I’m attempting to auto-tune a convolution op and capture some performance characteristics of each kernel that. Inside tvm/python/tvm/autotvm/tuner/tuner.py:119:tune()
, I’ve added some intermediate testing as follows:
self.update(inputs, results)
# target='llvm -mcpu=core-avx2'
ctx = tvm.context(self.task.target.__str__(), 0)
a_tvm = tvm.nd.array(np.random.uniform(size=N,CI,H,W)).astype(np.float32), ctx)
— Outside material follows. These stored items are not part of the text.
PR #2790, opened 2022-09-12
PEP 664: Add 3.11.0rc2 release date and correct date for 3.11.0 final

pablogsal:


hugovk (approved):
FYI for others about the final release date:

> Due to the fact that we needed to delay the last release candidate by a week and because of personal scheduling problems I am delaying the final release to 2022-10-24 (three weeks from the original date).

https://blog.python.org/2022/09/python-3110rc2-is-now-available.html

PR #2797, opened 2022-09-17
PEP 625: Approval

pfmoore:


CAM-Gerlach (approved):
LGTM

jpl-jengelke:
What an unfortunate decision this was to cram source distributions into the box of gzipped tarballs. It's very unfriendly to the [73% of machines worldwide that run versions of Windows OS](https://gs.statcounter.com/os-market-share/desktop/worldwide). It requires the installation of a third-party app on many, if not all, of these devices just to view source.

webknjaz:
@jpl-jengelke how is it limiting? Wheels are zip files and tarballs are readable with CPython's stdlib out of the box. Plus there's `python -Im tarfile`. If you have Python, you can unpack it w/o needing any extra software.

hugovk:
Please continue the discussion at https://discuss.python.org

jpl-jengelke:
[Here is the info and discussion thread on PEP 625...](https://discuss.python.org/t/pep-625-file-name-of-a-source-distribution/)

PR #2800, opened 2022-09-22
PEP 684: Updates for Round 1 of Discussions

ericsnowcurrently:
Note: I've left some TODO (actually "XXX") comments as placeholders in response to some of the feedback.

### DIFF
--- a/pep-0684.rst
+++ b/pep-0684.rst
@@ -238,25 +238,35 @@ The following runtime state will be moved to ``PyInterpreterState``:
 
 * all global objects that are not safely shareable (fully immutable)
 * the GIL
-* mutable, currently protected by the GIL
-* mutable, currently protected by some other per-interpreter lock
-* mutable, may be used independently in different interpreters
-* all other mutable (or effectively mutable) state
-  not otherwise excluded below
+* most mutable data that's currently protected by the GIL
+* mutable data that's currently protected by some other per-interpreter lock
+* mutable data that may be used independently in different interpreters
+  (also applies to extension modules, including those with multi-phase init)
+* all other mutable data not otherwise excluded below
 
-Furthermore, a number of parts of the global state have already been
-moved to the interpreter, such as GC, warnings, and atexit hooks.
+Furthermore, a portion of the full global state has already been
+moved to the interpreter, including GC, warnings, and atexit hooks.
 
-The following state will not be moved:
+The following runtime state will not be moved:
 
 * global objects that are safely shareable, if any
-* immutable, often ``const``
-* treated as immutable
-* related to CPython's ``main()`` execution
-* related to the REPL
-* set during runtime init, then treated as immutable
-* mutable, protected by some global lock
-* mutable, atomic
+* immutable data, often ``const``
+* effectively immutable data (treated as immutable), for example:
+
+  * some state is initialized early and never modified again
+  * hashes for strings (``PyUnicodeObject``) are idempotently calculated
+    when first needed and then cached
+
+* all data that is guaranteed to be modified exclusively in the main thread,
+  including:
+
+  * state used only in CPython's ``main()``
+  * the REPL's state
+  * data modified only during runtime init (effectively immutable afterward)
+
+* mutable data that's protected by some global lock (other than the GIL)
+* global state in atomic variables
+* mutable global state that can be changed (sensibly) to atomic variables
 
 Note that currently the allocators (see ``Objects/obmalloc.c``) are shared
 between all interpreters, protected by the GIL.  They will need to move
--- a/pep-0684.rst
+++ b/pep-0684.rst
@@ -388,7 +388,13 @@ Extension modules have many of the same problems as the runtime when
 state is stored in global variables.  :pep:`630` covers all the details
 of what extensions must do to support isolation, and thus safely run in
 multiple interpreters at once.  This includes dealing with their globals.
-All other extensions are considered incompatible with multiple interpreters.
+
+If an extension implements multi-phase init (see :pep:`489`) it is
+considered compatible with multiple interpreters.  All other extensions
+are considered incompatible.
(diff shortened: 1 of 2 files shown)


pep-0684.rst
```diff
@@ -273,11 +389,24 @@ state is stored in global variables.  :pep:`630` covers all the details
...
 
-Extension modules that do not implement isolation will only run in
-the main interpreter.  In all other interpreters, the import will
-raise ``ImportError``.  This will be done through
+If an extension implements multi-phase init (see :pep:`489`) it is
+considered compatible with multiple interpreters.  All other extensions
+are considered incompatible.
+
+.. XXX Do we need an extra indicator (e.g. moduledef slot) for
+   I-said-I-was-isolated-but-now-I-really-mean-it (per-interpreter GIL)?
```
ericsnowcurrently, line 397: FYI, this is a simple placeholder for a long, still unresolved exchange between Petr and me:

<details>
<summary>expand</summary>

https://mail.python.org/archives/list/python-dev@python.org/message/VH74ERJYZ4VDGQQN52LF5Q56EABACHX3/

```
> > Now we get to the break in compatibility mentioned above.  Some
> > extensions are safe under multiple interpreters, even though they
> > haven't indicated that.  Unfortunately, there is no reliable way for
> > the import system to infer that such an extension is safe, so
> > importing them will still fail.  This case is addressed in
> > `Extension Module Compatibility`_ below.
>
> Extensions that use multi-phase init should already be compatible with
> multiple interpreters. Multi-phase init itself is the flag that
> indicates this.

Correct and ExtensionFileLoader will use that if
PyInterpreterConfig.strict_extensions is set, regardless of whether or
not we need a second extension module indicator for
I-said-I-was-isolated-but-now-I-really-mean-it (per-interpreter GIL).

> But they might not be compatible with *per-interpreter GIL*. I don't
> like how that's conflated with multiple interpreters here.

Hmm, I suppose in my mind they *have* been the same thing. :)

> For example, extension modules can currently support multiple
> interpreters, but rely on the GIL to protect calls to a non-threadsafe
> library, access shared memory, etc. As an example, the PEP 630 “opt-out”
> is not thread-safe.

So, you are saying that some mutli-phase init extensions may still be
relying on the GIL as a lock for some shared state.  In the case of
your "opt-out" example, there is a possible (albeit super unlikely)
race on "loaded".  So such an extension needs to be able to separately
opt in to being used without a GIL between interpreters.  Is all that
correct?

Out of curiosity, do you have any examples of extensions that
implement multi-phase init but need to opt out (like in your example)?
 Is it only the case where the maintainer is in the process of
isolating the module, so the opt-out is temporary?

Aside from the unsafe-flag-to-indicate-not-isolated case, do you know
of any other examples where a module is safe for use between
interpreters but still relies on the shared GIL?  I'm struggling to
imagine such a scenario, but where they don't also opt out of
multi-interpreter support already.

FWIW, my assumption is that, if an extension has been made isolated
enough for use between multiple interpreters, then it is extremely
likely that it is also isolated enough to use without a GIL shared
between the interpreters.

> It seems to me that there should be a separate flag (slot) to indicate
> support for per-interpreter GIL, and the `strict_extensions` bit should
> work with that.

I think I see what you are saying.  My concern is that anything beyond
the default settings is an obstacle for extension maintainers, so
opt-in is especially painful if it ends up being the common case.  Of
course, it may be unavoidable in the end.

While we may end up needing a flag to indicate
yes-I'm-isolated-but-not-that-isolated, the following alternative came
to mind:

* multi-phase init extensions should be expected to be isolated, thus
compatible with use in multiple interpreters (already true)
* multi-phase init extensions should be expected to be fully isolated,
thus compatible with per-interpreter GIL
* there would be a new module def slot that a multi-phase init
extension can use to explicitly opt out
* the ExtensionFileLoader would enforce loading the module only once
in the process (and use a dedicated granular lock to prevent races)

Instead of using its own static "loaded" variable, the module in your
opt-out example would use this new slot.

To me, really-truly-fully-isolated is the sensible long-term default
for multi-phase init.  Most maintainers will implement multi-phase
init, using PEP 630 to get isolated enough.  We can avoid the extra
step for the common case.  So our future selves would be much happier
if we go with an explicit opt-out now. :)  This follows my earlier
assumption that few extensions will be safe in multi-interpreter but
not per-interpreter GIL.

FWIW, I was going to say perhaps we could get away with treating the
vast majority of extensions as already safe in multiple interpreters,
to avoid requiring extensions to implement multi-phase init.  However,
I can already think of a number of relatively common cases where that
isn't true (e.g. static types). :)

Plus, multi-phase init is such a good thing and doesn't require that
much effort (especially if we provide an opt-out slot for
multi-interpreter support).  Per-interpreter GIL would be a pretty
good carrot. :)
```
</details>

encukou:
I sense a misunderstanding here :(
Could you please post in the thread again, and point out what's still unresolved? I don't want to repeat too much of what's in the thread, but in short, I think that:

* Currently, there is no "I-said-I-was-isolated" flag, so it doesn't make much sense to me to talk about adding an "I-said-I-was-isolated-but-now-I-really-mean-it" one. Multi-phase init modules are assumed to support multiple interpreters. Today, it is possible to support multiple interpreters well without making modules *fully* isolated.
* Using the GIL as a general lock for calling non-thread-safe API is currently OK even with really-truly-fully-isolated modules. (My example of non-threadsafe API was perhaps too simple, but while holding the GIL for I/O is a bad idea, it does work as far as locking is concerned. Jim said that on that thread. Substitute any non-threadsafe API – say, [`inet_ntoa`](https://github.com/python/cpython/blob/main/Modules/socketmodule.c#L6522))

ericsnowcurrently:
I was planning on starting a new round of discussion, this time on discuss.python.org.  I'd including a summary of what is still unresolved.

w_tvm = tvm.nd.array(np.random.uniform(size=CO,CI,KH,KW)).astype(np.float32), ctx)
c_tvm = tvm.nd.array(np.zeros((N,CO,H,W), dtype=np.float32), ctx)
for k, (inp, res) in enumerate(zip(inputs, results)):
print('RPC Results', res.costs)
sch, args = self.task.instantiate(inp.config)
func = tvm.build(sch, args, target=self.task.target)
evaluator = func.time_evaluator(func.entry_name, ctx=ctx, number=10)
print('Time Evaluator Results', evaluator(c_tvm, w_tvm, a_tvm).results)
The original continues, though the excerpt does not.